Segment Start: Stored data

PR #6790, opened 2023-07-13
[tests-only][full-ci] make user enable disable feature use graphapi

S-Panta:
## Description
The steps where admin disable any user issue were marked failed as it uses OCS API. At present, this task couldn't be done using ocs API as the curl request to that endpoint results in an error. This PR redacted that step so that the feature now uses graph API and the Scenario gets passed and they were removed from the expected failure file. 

## Related Issue
- https://github.com/owncloud/QA/issues/816

## How Has This Been Tested?

- locally
- ci

## Types of changes

- [ ] Bug fix (non-breaking change which fixes an issue)
- [ ] New feature (non-breaking change which adds functionality)
- [ ] Breaking change (fix or feature that would cause existing functionality to change)
- [ ] Technical debt
- [x] Tests only (no source changes)

## Checklist:

- [ ] Code changes
- [ ] Unit tests added
- [x] Acceptance tests added
- [ ] Documentation ticket raised: <link>

PR #9686, opened 2024-07-24
feat: Microsoft office 365 Cloud and Office Online Server support

micbar:
## Description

Segment End: Stored data

### Work order
Print all the records precisely.

### Exercise solution
PR #6790, opened 2023-07-13
[tests-only][full-ci] make user enable disable feature use graphapi

S-Panta:
## Description
The steps where admin disable any user issue were marked failed as it uses OCS API. At present, this task couldn't be done using ocs API as the curl request to that endpoint results in an error. This PR redacted that step so that the feature now uses graph API and the Scenario gets passed and they were removed from the expected failure file. 

## Related Issue
- https://github.com/owncloud/QA/issues/816

## How Has This Been Tested?

- locally
- ci

## Types of changes

- [ ] Bug fix (non-breaking change which fixes an issue)
- [ ] New feature (non-breaking change which adds functionality)
- [ ] Breaking change (fix or feature that would cause existing functionality to change)
- [ ] Technical debt
- [x] Tests only (no source changes)

## Checklist:

- [ ] Code changes
- [ ] Unit tests added
- [x] Acceptance tests added
- [ ] Documentation ticket raised: <link>

PR #9686, opened 2024-07-24
feat: Microsoft office 365 Cloud and Office Online Server support

micbar:
## Description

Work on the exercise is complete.